The restriction of the language equivalently means whenever a "011" is encountered, only this pattern "$0111^*0$" is allowed, so that a "$011$" is matched with a "$110$". There is no other restriction.
I tried to give a regular expression as $(1^*0111^*0)^* + 1^*0^*$, but I tried very hard but failed to convert this to a DFA. Is there a systematic way to convert such a regular expression to a DFA?
HINT: It’s actually easier to design a suitable DFA directly.

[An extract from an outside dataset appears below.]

PR #953, opened 2022-11-15
feat: piecedirectory cleanup

LexLuthr:


LexLuthr:
We probably will need to refactor the couchbase tested so they can succeed on circleCI. Even if I enable remote_docker in circleCI, the tests keep failing. One, because multiple tests require to spin up couchbase and thus required ports get blocked. Other reason is a bit weird but I think sleep is not being honored so couchbase connection starts before services are setup correctly.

The requirement almost (but not quite: see below) amounts to saying that if the substring $011$ is present, it must extend to a substring $0111^*0$. Suppose for a moment that this is the requirement. Then the DFA should be in an acceptor state until it reads $011$; once it reads $011$, it should remain in a non-acceptor state as long as it continues to read $1$s. As soon as it reads a $0$, however, it’s in the same situation that it would have been in after reading a first input of $0$ and should behave the same way. The $5$-state DFA whose transition table is shown below with acceptor states in red does exactly this.
$$\begin{array}{c|c|c} &0&1\\ \hline \color{crimson}q&q_0&q_1\\ \color{crimson}{q_0}&q_0&q_{01}\\ \color{crimson}{q_1}&q_0&q_1\\ \color{crimson}{q_{01}}&q_0&q_{011}\\ q_{011}&q_0&q_{011} \end{array}$$
However, the actual requirement allows inputs like $1110011$ that have a $110$ before the first $011$, and these are not accepted by the DFA above.